The color demodulation circuit 10 generates color difference signals of three primary colors (R-Y), (G-
Y) and (B-y), and supply each to the color difference signal input terminals of the adder circuit groups 11a to 11c.

Adder circuit group 112 whose configuration is represented by adder circuit 11a
~IIC performs progressive scan conversion by adding the progressive scan converted color difference signal output from the color demodulation circuit 10 (7) and the progressive scan converted luminance signal output from the low-pass filter circuit 8. Create processed three primary color signals R, G, and B, and send them to output terminals 12a to 12.
Output to c.

Effects of the Invention As explained in detail above, the progressive scan conversion device of the present invention converts an analog video signal into a luminance signal and a carrier color signal in Y/
After converting each into a digital signal and performing sequential scan conversion processing, it is returned to the corresponding analog signal, and three types of color difference signals are demodulated from this analog carrier color signal that has undergone sequential scan conversion processing, and these color difference signals are Since the configuration is such that the corresponding analog three primary color signals are created from each signal and the luminance signal that has undergone sequential scan conversion processing, the number of digital processing systems can be reduced by one compared to conventional devices, making it possible to reduce the cost of the device.

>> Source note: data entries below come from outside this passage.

PR #1107, opened 2019-02-06
Add newline to end of file if nonexistent

### LINKED ISSUE #1093: Add option to terminate file with a newline
Not 100% sure if this belongs into xi-editor, but it'd be nice if xi-editor offered an option to terminate files with a `line_ending` (newline). `git diff` without a newline at the end of a file isn't pretty (as it includes info that the file ending has been moved.

Cogitri:
## Summary
Right now xi-editor doesn't add a newline at the end of files. This makes for rather ugly diffs 
(since the final line, that doesn't have a newline at its end also is recognized as changed). This PR changes this behavior and adds a newline if the file doesn't end in one already.

## Related Issues
fixes #1093

What this still needs:

- [x] Fix getting the last line

### DIFF
--- a/rust/core-lib/assets/client_example.toml
+++ b/rust/core-lib/assets/client_example.toml
@@ -39,3 +39,6 @@ word_wrap = false
 
 # Detect tab and newline settings on file open
 autodetect_whitespace = true
+
+# Ensure file ends in a newline when saving
+save_with_newline = true
--- a/rust/core-lib/src/event_context.rs
+++ b/rust/core-lib/src/event_context.rs
@@ -22,7 +22,7 @@ use std::time::{Duration, Instant};
 
 use serde_json::{self, Value};
 
-use xi_rope::{Interval, LinesMetric, Rope, RopeDelta};
+use xi_rope::{Cursor, Interval, LinesMetric, Rope, RopeDelta};
 use xi_rpc::{Error as RpcError, RemoteError};
 use xi_trace::trace_block;
 
@@ -492,6 +492,32 @@ impl<'a> EventContext<'a> {
             Err(err) => error!("plugin shutdown, do something {:?}", err),
         }
         self.editor.borrow_mut().dec_revs_in_flight();
+    }
+
+    /// Returns the text to be saved, appending a newline if necessary.
+    pub(crate) fn text_for_save(&mut self) -> Rope {
+        let editor = self.editor.borrow();
+        let mut rope = editor.get_buffer().clone();
+        let rope_len = rope.len();
+
+        if rope_len < 1 || !self.config.save_with_newline {
+            return rope;
+        }
+
+        let cursor = Cursor::new(&rope, rope.len());
+        let has_newline_at_eof = match cursor.get_leaf() {
+            Some((last_chunk, _)) => last_chunk.ends_with(&self.config.line_ending),
+            // The rope can't be empty, since we would have returned earlier if it was
+            None => unreachable!(),
+        };
+
+        if !has_newline_at_eof {
+            let line_ending = &self.config.line_ending;
+            rope.edit(rope_len.., line_ending);
+            rope
+        } else {
+            rope
+        }
     }
 
     /// Called after anything changes that effects word wrap, such as the size of
--- a/rust/core-lib/src/tabs.rs
+++ b/rust/core-lib/src/tabs.rs
@@ -390,9 +390,10 @@ impl CoreState {
             None => return,
         };
 
-        let ed = &self.editors[&buffer_id];
+        let mut save_ctx = self.make_context(view_id).unwrap();
+        let fin_text = save_ctx.text_for_save();
 
-        if let Err(e) = self.file_manager.save(path, ed.borrow().get_buffer(), buffer_id) {
+        if let Err(e) = self.file_manager.save(path, &fin_text, buffer_id) {
             let error_message = e.to_string();
             error!("File error: {:?}", error_message);
             self.peer.alert(error_message);
--- a/rust/core-lib/assets/defaults.toml
+++ b/rust/core-lib/assets/defaults.toml
@@ -33,3 +33,5 @@ surrounding_pairs = [
   ["{", "}"],
   ["[", "]"],
 ]
+
+save_with_newline = true
--- a/rust/core-lib/src/config.rs
+++ b/rust/core-lib/src/config.rs
@@ -186,6 +186,7 @@ pub struct BufferItems {
     pub word_wrap: bool,
     pub autodetect_whitespace: bool,
     pub surrounding_pairs: Vec<(String, String)>,
+    pub save_with_newline: bool,
 }
 
 pub type BufferConfig = Config<BufferItems>;


rust/core-lib/src/editor.rs
```diff
@@ -941,6 +942,17 @@ impl Editor {
 
         Some(GetDataResponse { chunk, offset, first_line, first_line_offset })
     }
+
+    pub(crate) fn pre_save(&mut self, view: &mut View, config: &BufferItems,) {
+        if let Some(last_line) = self.text.lines_raw(Interval::new(0,2)).last() {
```
Cogitri: Not quite sure how to get the last line here to check its line ending

rust/core-lib/src/editor.rs
```diff
@@ -941,6 +942,17 @@ impl Editor {
...
+            eprintln!("Last line: {}", last_line);
+            if let Ok(line_ending) = LineEnding::parse_chunk(&last_line) {
+                if line_ending.is_none() {
+                    self.insert_newline(view, config)
```
Cogitri: For this to work I need to get view&config passed into pre_save, which isn't very pretty. Also, I guess this inserts the newline at the current cursor position?

rust/core-lib/src/event_context.rs
```diff
@@ -494,6 +495,20 @@ impl<'a> EventContext<'a> {
...
 
+    pub(crate) fn pre_save(&mut self) {
+        let editor = self.editor.borrow();
+        let ed_text = editor.get_buffer();
+        let view = self.view.borrow();
+        let offset = view.line_of_offset(ed_text, ed_text.len()) + 1;
+        if let Some(last_char) = ed_text.lines_raw(Interval::new(offset, view.offset_of_line(ed_text, offset))).last() {
+            if let Ok(line_ending) = LineEnding::parse_chunk(&last_char) {
+                if line_ending.is_none() {
+                    eprintln!("No newline!");
```
Cogitri: I'm not quite sure what's the most elegant way to add a newline to the Rope

rust/core-lib/assets/client_example.toml
```diff
@@ -39,3 +39,7 @@ word_wrap = false
 
 # Detect tab and newline settings on file open
 autodetect_whitespace = true
+
+# If the file doesn't end with a newline this option adds a newline to it upon saving.
```
cmyr: I would keep this short; something to the effect of, "Ensure file ends in a newline when saving".

rust/core-lib/src/event_context.rs
```diff
@@ -494,6 +495,25 @@ impl<'a> EventContext<'a> {
         self.editor.borrow_mut().dec_revs_in_flight();
     }
 
+    /// Checks a newline needs to be added to the end of the file
+    pub(crate) fn pre_save_newline(&mut self) -> bool {
+        let editor = self.editor.borrow();
+        let ed_text = editor.get_buffer();
+        let view = self.view.borrow();
+        let offset = view.line_of_offset(ed_text, ed_text.len()) + 1;
```
cmyr: this name is slightly confusing; we use `offset` to refer to byte offsets, and this is a line number.

rust/core-lib/src/event_context.rs
```diff
@@ -494,6 +495,25 @@ impl<'a> EventContext<'a> {
...
+        if let Some(last_char) = ed_text
+            .lines_raw(Interval::new(offset - 1, view.offset_of_line(ed_text, offset)))
```
cmyr: I don't think this is going to work as expected. From the docs for `Rope::lines_raw`:

> An iterator over the raw lines. The lines, except the last, include the
> terminating newline.

So assuming the docs are correct, this will never return the trailing newline. Since all we really need to do is check the last byte, we should be able to write,

```rust
let rope_len = rope.len();
if rope_len > 0 && rope.byte_at(rope_len - 1) == b'\n' {
// .. logic
}
```

rust/core-lib/src/rpc.rs
```diff
@@ -569,7 +569,7 @@ impl<'de, T: Deserialize<'de>> Deserialize<'de> for EditCommand<T> {
             Some(_) => {
                 return Err(de::Error::custom(
                     "'params' field, if present, must be object or array.",
-                ))
+                ));
```
cmyr: was this a clippy lint or something?

rust/core-lib/src/tabs.rs
```diff
@@ -390,9 +390,23 @@ impl CoreState {
             None => return,
         };
 
-        let ed = &self.editors[&buffer_id];
+        let fin_text = if let Some(mut save_ctx) = self.make_context(view_id) {
+            let editor = save_ctx.editor.borrow();
+            let rope = editor.get_buffer();
+            if save_ctx.pre_save_newline() {
+                let mut text = rope.to_string();
+                text.push('\n');
```
cmyr: hmm: we really need to be using the platform specific newline character, here. We can get that from the config manager.

What I might actually do here is add a helper method to `EventContext`, like `append_newline`, that returns a new rope that we can write to disk.

rust/core-lib/src/tabs.rs
```diff
@@ -390,9 +390,23 @@ impl CoreState {
             None => return,
         };
 
-        let ed = &self.editors[&buffer_id];
+        let fin_text = if let Some(mut save_ctx) = self.make_context(view_id) {
+            let editor = save_ctx.editor.borrow();
+            let rope = editor.get_buffer();
+            if save_ctx.pre_save_newline() {
+                let mut text = rope.to_string();
```
cmyr: We should be able to avoid needing to roundtrip to the string, which will be expensive for big documents. Idiomatically this could look like,

```rust
let mut rope = editor.get_buffer().clone();
let len = rope.len();
rope.edit(len.., "\n");
// .. save as normal
```

rust/core-lib/assets/client_example.toml
Cogitri: Ah, that does sound way better.

rust/core-lib/src/event_context.rs
Cogitri: > An iterator over the raw lines. The lines, except the last, include the
terminating newline.

Ah, it does return the last line with a newline, it just assumes that that naturally never happens :)

Your suggestion is way prettier though

rust/core-lib/src/rpc.rs
Cogitri: Ah, rustfmt

rust/core-lib/src/tabs.rs
Cogitri: > hmm: we really need to be using the platform specific newline character, here. We can get that from the config manager.

Oops, right, was a little in my UNIX world here :)

rust/core-lib/src/tabs.rs
Cogitri: Ah, 'edit' was the function I was looking for :)

Cogitri:
Alright, mind looking at this again? :)

rust/core-lib/src/event_context.rs
```diff
@@ -494,6 +494,20 @@ impl<'a> EventContext<'a> {
         self.editor.borrow_mut().dec_revs_in_flight();
     }
 
+    /// Checks a newline needs to be added to the end of the file
+    pub(crate) fn pre_save_newline(&mut self) -> Rope {
+        let editor = self.editor.borrow();
+        let mut rope = editor.get_buffer().clone();
+        let rope_len = rope.len();
+        if rope_len > 0 && (rope.byte_at(rope_len - 1) == b'\n' || rope.byte_at(rope_len - 1) ==   b'\r') {
```
scholtzan: Tiny nit: there are two spaces before `b'\r'`

Cogitri: Fixed.

Cogitri:
I've removed the config option, IMHO not saving without a newline shouldn't ever be done (and I don't know of any editor which allows that). On the other hand, we shouldn't assume what the user wants I guess, but please do tell me your opinion on this :)

ryanbloom:
I was a little confused when I first saw Atom adding newlines to my files. I don't think I'm the only one; see discussion in atom/atom#4741. It's a good feature to have, and for UNIX at least it makes sense as the default, but I think it should be *possible* to disable this behavior in the configuration.

Cogitri:
Alright, I'll optionalise it then. Thanks for your opinion :)

rust/core-lib/src/tabs.rs
```diff
@@ -390,9 +390,15 @@ impl CoreState {
             None => return,
         };
 
-        let ed = &self.editors[&buffer_id];
+        let fin_text = if let Some(mut save_ctx) = self.make_context(view_id) {
+            save_ctx.pre_save_newline()
+        } else {
+            let editor = &self.editors[&buffer_id].borrow();
```
cmyr: If we can't make a context, the only reasonable explanation is that the view or buffer is missing, so this branch might be redundant? It's very hard to imagine a situation where we get here.

In fact: assuming we needed a `ViewId` in order to get the `BufferId` then we should be able to guarantee that make_context will work, and we can just unwrap.

rust/core-lib/src/event_context.rs
```diff
@@ -494,6 +494,22 @@ impl<'a> EventContext<'a> {
         self.editor.borrow_mut().dec_revs_in_flight();
     }
 
+    /// Checks a newline needs to be added to the end of the file
+    pub(crate) fn pre_save_newline(&mut self) -> Rope {
```
cmyr: given that this is now returning the rope we will save, I'd call it something like `text_for_save`. The comment is also no longer up to date; it isn't really a check, it just returns the text to be saved, appending a newline if necessary.

rust/core-lib/src/event_context.rs
```diff
@@ -494,6 +494,22 @@ impl<'a> EventContext<'a> {
...
+        let editor = self.editor.borrow();
+        let mut rope = editor.get_buffer().clone();
+        let rope_len = rope.len();
+        if rope_len > 0
+            && (rope.byte_at(rope_len - 1) == b'\n' || rope.byte_at(rope_len - 1) == b'\r')
```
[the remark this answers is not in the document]
Cogitri: I'll just switch to LineEnding::parse_chunk.

rust/core-lib/src/tabs.rs
Cogitri: Alright

rust/core-lib/src/event_context.rs
```diff
@@ -494,6 +495,29 @@ impl<'a> EventContext<'a> {
         self.editor.borrow_mut().dec_revs_in_flight();
     }
 
+    /// Returns the text to be saved, appending a newline if necessary.
+    pub(crate) fn text_for_save(&mut self) -> Rope {
+        let editor = self.editor.borrow();
+        let mut rope = editor.get_buffer().clone();
+        let rope_len = rope.len();
+        let last_char = rope.byte_at(rope.len() - 1) as char;
```
cmyr: rope len can be zero; this would be an integer underflow.

rust/core-lib/src/event_context.rs
```diff
@@ -494,6 +495,29 @@ impl<'a> EventContext<'a> {
...
+
+        // Only add a new line if the user actually wrote something,
+        // there's no newline at the end of the file
+        // and the config option for it is true
+        if rope_len > 0
+            // If parse_chunk fails just play it safe and return Some so we don't add a superfluous newline
+            && LineEnding::parse_chunk(&last_char.to_string()).unwrap_or(Some(LineEnding::Lf)).is_none()
```
cmyr: this is ~pretty~ very confusing.

Can this ever fail? I... think it can't?

I think that the previous version, with just checking for `\n` at EOF is fine. However, if we want to do this _actually_ correctly, I would suggest the following approach:

```rust
let mut cursor = Cursor::new(&rope, rope.len());
let newline_at_eof = match cursor.get_leaf() {
    Some((last_chunk, _)) => last_chunk.ends_with(&self.config.line_ending),
    // there's no last chunk, which means rope is empty, but we checked that earlier?  ¯\_(ツ)_/¯
   // this is only true of course if we _do_ check for is_empty...
    None => unreachable!(),
};

if self.config.save_with_newline && newline_at_eof { ... }
```

Does that maybe make sense? We do the cursor business because it lets us efficiently get the actual string value for the last chunk of the rope.

Cogitri: > I think that the previous version, with just checking for \n at EOF is fine

Hum, if we already have LineEnding stuff we might as well use that to make sure we have everything in one place

Cursor still sort of is magic to me, will look into that tomorrow

Cogitri: Alright, I just use config.line_ending now, since it's not really relevant what kind of line ending is used here. Does this work if the user sets line ending x in the config and xi autodetects a different line ending in the file though?

rust/core-lib/src/event_context.rs
```diff
@@ -494,6 +494,32 @@ impl<'a> EventContext<'a> {
...
+
+        if rope_len < 1 {
+            return rope;
+        }
+
+        let cursor = Cursor::new(&rope, rope.len());
+        let has_newline_at_eof = match cursor.get_leaf() {
+            Some((last_chunk, _)) => last_chunk.ends_with(&self.config.line_ending),
+            // The rope can't be empty, since we would have returned earlier if it was
+            None => unreachable!(),
```
Cogitri: I guess we could just return rope here to handle this gracefully.

cmyr: If we ever reach this point something is fundamentally wrong with our assumptions, and we probably prefer to crash, I think?

This annotation is also a hint to the compiler; knowing that some point can't be reached can allow for additional optimizations.

rust/core-lib/src/event_context.rs
```diff
@@ -494,6 +494,32 @@ impl<'a> EventContext<'a> {
         self.editor.borrow_mut().dec_revs_in_flight();
     }
 
+    /// Returns the text to be saved, appending a newline if necessary.
+    pub(crate) fn text_for_save(&mut self) -> Rope {
+        let editor = self.editor.borrow();
+        let mut rope = editor.get_buffer().clone();
+        let rope_len = rope.len();
+
+        if rope_len < 1 {
```
cmyr: we can also return early if `self.config.save_with_newline == false`?

rust/core-lib/src/event_context.rs
Cogitri: Ah, alright.

rust/core-lib/src/event_context.rs
Cogitri: Ah, true

Cogitri: Pushed new version.

Cogitri:
No worries, thank you very much for your timely reviews and patience with me :)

[Brief explanation of drawings]

FIG. 1 is a block diagram showing the structure of a progressive scan converter according to an embodiment of the present invention, and FIG. 2 is a block diagram showing the structure of a conventional progressive scan converter. 1...Input terminal, 2...Horizontal AFC circuit, 3...Y/C
Separation circuit, 5a, 5b...A/D conversion circuit, 5a, 5b
. . . Progressive scanning conversion circuit, 7a, 7b . . . D/A conversion circuit, 10 . . . Color demodulation circuit, 11a to IIC . . . Addition circuit. Patent applicant: NEC Home Electronics Co., Ltd.

Claims (1)

[Claims] The analog color television signal passed through the horizontal AFC circuit is Y/C separated into a luminance signal and a carrier color signal, each is converted into a digital signal, sequentially subjected to scan conversion processing, and then returned to the corresponding analog signal. The present invention is characterized in that three types of color difference signals are demodulated from the analog carrier color signal that has been subjected to the progressive scan conversion process, and corresponding analog three primary color signals are created from each of these color difference signals and the analog luminance signal that has been subjected to the progressive scan conversion process. A progressive scan conversion device for color television signals.